Formation and evolution of flame kernels in autoignition of a turbulent hydrogen/air mixing layer at 50 atm

摘要

Autoignition of a turbulent stratified mixing layer between nitrogen-diluted hydrogen and hot air under an elevated pressure of 50 atm is studied using direct numerical simulations (DNS) in this work. Homogeneous isotropic turbulence is superimposed on the flow field. Reduced chemical mechanisms and a detailed multi-component diffusion model are employed. In addition to turbulent mixing ignition (TMI), homogeneous mixing ignition (HMI) and laminar mixing ignition (LMI) are also investigated for comparison. Autoignition chemistry over a wide range of pressures is studied in HMI and LMI, which shows different behaviors at elevated pressures versus low pressures.
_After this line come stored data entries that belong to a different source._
PR #11708, opened 2020-06-15
Feature/new k8s agent

ycliuhw:
### Checklist

----

## Description of change

This PR introduced a new binary `k8sagent` for k8s unit agent and init command.
Currently, the `unit` and `init` commands are not implemented yet.

## QA steps

```console
$ DOCKER_USERNAME=xxx make microk8s-k8sagent-update

$ docker run -it --rm xxx/k8sagent:2.9-beta1 '/opt/k8sagent --help'
$ docker run -it --rm xxx/k8sagent:2.9-beta1 '/opt/k8sagent init --help'
$ docker run -it --rm xxx/k8sagent:2.9-beta1 '/opt/k8sagent unit --help'
$ docker run -it --rm xxx/k8sagent:2.9-beta1 'cp /opt/k8sagent /opt/juju-introspect && /opt/juju-introspect --help'
$ docker run -it --rm xxx/k8sagent:2.9-beta1 'cp /opt/k8sagent /opt/juju-dumplogs && /opt/juju-dumplogs --help'
$ docker run -it --rm xxx/k8sagent:2.9-beta1 'cp /opt/k8sagent /opt/juju-run && /opt/juju-run --help'

```

## Documentation changes

No

## Bug reference

None


Makefile
```diff
@@ -215,29 +216,48 @@ JUJUD_BIN_DIR              ?= ${BIN_DIR}
 OPERATOR_IMAGE_BUILD_SRC   ?= true
 
 # Import shell functions from make_functions.sh
+# For the k8s operator.
 BUILD_OPERATOR_IMAGE=sh -c '. "${PROJECT_DIR}/make_functions.sh"; build_operator_image "$$@"' build_operator_image
 OPERATOR_IMAGE_PATH=sh -c '. "${PROJECT_DIR}/make_functions.sh"; operator_image_path "$$@"' operator_image_path
 OPERATOR_IMAGE_RELEASE_PATH=sh -c '. "${PROJECT_DIR}/make_functions.sh"; operator_image_release_path "$$@"' operator_image_release_path
+# For the new k8s agent.
+BUILD_K8SAGENT_IMAGE=sh -c '. "${PROJECT_DIR}/make_functions.sh"; build_k8sagent_image "$$@"' build_k8sagent_image
```
ycliuhw, line 224: New variables and targets are defined for the new k8sagent stuff instead of refactoring existing ones by adding new toggle variables.
Because we may change a lot or even remove these new stuff.

ycliuhw:
!!build!!

Makefile
howbazaar: I'm wondering whether or not we want to just include the new k8s agent in our existing operator image, so we just have one image to deal with.  Is there a problem with including it in the current image?

cmd/jujud/run/package_test.go
```diff
@@ -0,0 +1,14 @@
+// Copyright 2017 Canonical Ltd.
```
howbazaar, line 1: Should probably update the year.

cmd/k8sagent/init/command.go
```diff
@@ -0,0 +1,44 @@
+// Copyright 2012-2020 Canonical Ltd.
```
howbazaar, line 1: just 2020 is fine, don't need a range.

cmd/k8sagent/init/command.go
```diff
@@ -0,0 +1,44 @@
...
+// Licensed under the AGPLv3, see LICENCE file for details.
+
+package init
```
howbazaar, line 4: Oh... while this may work it gives me the heebies. Given that "init" is a reserved word for functions.

Perhaps naming the package "initialize"?

cmd/k8sagent/init/command.go
```diff
@@ -0,0 +1,44 @@
...
+// Info returns a description of the command.
+func (c *initCommand) Info() *cmd.Info {
+	return jujucmd.Info(&cmd.Info{
+		Name:    "init",
+		Purpose: "initialize k8sagent state",
+	})
+}
+
+func (c *initCommand) Run(_ *cmd.Context) error {
+	logger.Infof("starting k8sagent init command")
```
howbazaar, line 42: Could use the Infof method on the cmd.Context to get some output.

cmd/k8sagent/main_nix.go
```diff
@@ -0,0 +1,198 @@
...
+	"github.com/juju/juju/juju/names"
+	"github.com/juju/juju/juju/osenv"
+	"github.com/juju/juju/utils/proxy"
+	"github.com/juju/juju/worker/logsender"
+)
+
+var logger = loggo.GetLogger("juju.cmd.k8sagent")
+
+func init() {
+	featureflag.SetFlagsFromEnvironment(osenv.JujuFeatureFlagEnvKey)
```
howbazaar, line 41: I think we probably want to remove this. This approach was from way way back, and we are trying to move to controller feature flags now.

cmd/k8sagent/main_nix.go
```diff
@@ -0,0 +1,198 @@
...
+
+	if err := components.RegisterForServer(); err != nil {
```
howbazaar, line 43: These are primarily for payload and resource API server bits I think. By adding this in we are going to drag in all of the state package, and a bunch of other things we don't actually want.

We may need to readdress this at some stage if api client components are needed, but I'd rather just have them moved into the right place. This may be happening as a piece of work by other folks in the 2.9 branch anyway.

cmd/k8sagent/main_nix.go
```diff
@@ -0,0 +1,198 @@
...
+		logger.Criticalf("unable to register server components: %v", err)
+		os.Exit(1)
+	}
+}
+
+func init() {
+	rand.Seed(time.Now().UTC().UnixNano())
```
howbazaar, line 50: We do still want this though :)

cmd/k8sagent/main_nix.go
```diff
@@ -0,0 +1,198 @@
...
+}
+
+var k8sAgentDoc = `
+juju provides easy, intelligent service orchestration on top of models
+such as OpenStack, Amazon AWS, or bare metal. k8sagent is a component
+of juju for managing k8s workloads.
+
+https://jujucharms.com/
```
howbazaar, line 58: This should be "https://juju.is" now.

cmd/k8sagent/main_nix.go
```diff
@@ -0,0 +1,198 @@
...
+	// Just show the last element of the module.
+	lastDot := strings.LastIndex(entry.Module, ".")
+	module := entry.Module[lastDot+1:]
+	return fmt.Sprintf("%s %s %s %s", ts, entry.Level, module, entry.Message)
+}
+
+func k8sAgentCommand(ctx *cmd.Context) (cmd.Command, error) {
+	// Assuming an average of 200 bytes per log message, use up to
+	// 200MB for the log buffer.
+	bufferedLogger, err := logsender.InstallBufferedLogWriter(loggo.DefaultContext(), 1048576)
```
howbazaar, line 96: I feel that we should pull the buffered log writer into a core package. It feels like a better place. Not now, but something to think about later.

cmd/k8sagent/main_nix.go
```diff
@@ -0,0 +1,198 @@
...
+		cmd.WriteError(os.Stderr, err)
+		os.Exit(exit_err)
+	}
+	switch filepath.Base(args[0]) {
+	case names.K8sAgent:
+		code = f.k8sAgentCmd(ctx, args)
+	case names.JujuRun:
+		code = f.jujuRun(ctx, args)
+	case names.JujuDumpLogs:
+		code = f.jujuDumpLogs(ctx, args)
```
howbazaar, line 135: I'm trying to remember what this command actually does?

cmd/k8sagent/main_nix.go
```diff
@@ -0,0 +1,198 @@
...
+		os.Exit(exit_err)
+	}
+	return code
+}
+
+// CAAS implementation currently only works for Linux.
+func main() {
+	defer func() {
+		if r := recover(); r != nil {
+			buf := make([]byte, 4096)
```
howbazaar, line 151: I do wonder whether or not 4096 is big enough for a big stack trace.

cmd/k8sagent/main_nix.go
```diff
@@ -0,0 +1,198 @@
...
+				os.Exit(1)
+			}
+			return cmd.Main(cmdToRun, ctx, args[1:])
+		},
+		jujuRun: func(ctx *cmd.Context, args []string) int {
+			lock, err := machinelock.New(machinelock.Config{
+				AgentName:   "juju-run",
+				Clock:       clock.WallClock,
+				Logger:      loggo.GetLogger("juju.machinelock"),
+				LogFilename: filepath.Join(cmdutil.LogDir, machinelock.Filename),
```
howbazaar, line 172: I wonder whether these names will still make sense later.

Perhaps we should create some type of comment to easily search for k8s filenames.

cmd/k8sagent/main_test.go
```diff
@@ -0,0 +1,64 @@
+// Copyright 2012-2020 Canonical Ltd.
```
howbazaar, line 1: Year again.

cmd/k8sagent/unit/command.go
```diff
@@ -0,0 +1,35 @@
+// Copyright 2012-2020 Canonical Ltd.
```
howbazaar, line 1: And here.

juju/names/names_windows.go
```diff
@@ -8,6 +8,7 @@ const (
 	Juju             = "juju.exe"
 	Jujuc            = "jujuc.exe"
 	Jujud            = "jujud.exe"
+	K8sAgent         = "k8sagent.exe"
```
howbazaar, line 11: Not sure we need this, but I guess it can't hurt. As there may be some tests we run on windows that expect it.

Perhaps change the contstant value to "not-available" or something.

cmd/k8sagent/init/command.go
ycliuhw: right, it's already in ctx

cmd/k8sagent/main_nix.go
ycliuhw: ah, this should be only run on the controller.
Removed!

cmd/k8sagent/main_nix.go
ycliuhw: pod-lock.log ?

cmd/k8sagent/main_nix.go
ycliuhw: Since the sub commands are empty, so removed this for now.
Might continue to resolve here in following PR when we introduced API accessing in those commands.

cmd/k8sagent/main_nix.go
ycliuhw: This is the current jujud config, I assume k8sagent would need the size less than the  controller needs. 
And we set the all=False, so we only have the current gorounte's trace.

Makefile
ycliuhw: As discussed, we are going to keep k8sagent binary in a separate image for now.
We will merge it with the existing image if we want to in the future.

cmd/jujud/main.go
```diff
@@ -24,25 +24,25 @@ import (
...
-
-	// Import the providers.
-	_ "github.com/juju/juju/provider/all"
 	"github.com/juju/juju/upgrades"
 	"github.com/juju/juju/utils/proxy"
 	"github.com/juju/juju/worker/logsender"
 	"github.com/juju/juju/worker/uniter/runner/jujuc"
+
+	// Import the providers.
+	_ "github.com/juju/juju/provider/all"
```
howbazaar, line 45: I don't think we need this. All of the provider specific code should be in the apiserver.

This may bring in a bunch of things we don't want.

cmd/k8sagent/main_nix.go
howbazaar: I think I'd just add a comment for us to think about the names a bit more. Don't have to solve it now.

cmd/k8sagent/main_nix.go
howbazaar: Why is it still here then?

cmd/jujud/main.go
howbazaar: Sorry, I see now that this is jujud main. This is fine.

ycliuhw:
$$merge$$

PR #11712, opened 2020-06-16
Rewrite juju scp help

timClicks:
Expands the details section to be more readable for readers scanning the text in a hurry. It adds more specific advice for the standard invocation, passing args to `scp` and transfers between machines.

Migrates the examples to the style used by the Kubernetes docs.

The importance of H2O2 and HO2 in TMI is highlighted as radical sinks during the ignition process and can also be used as an indicator for locating the ignition spots. Moreover, OH radicals can be used as a marker variable for the transition of autoignition to flame propagation under high pressures. According to the present study, turbulence has some influence on the radical explosion stage especially for the conservation of H2O2 under the elevated pressure of 50 atm. Autoignition kernels forming away from the most reactive mixture fraction iso-surface are identified for the first time, which is a hybrid of autoignition and diffusive-ignition.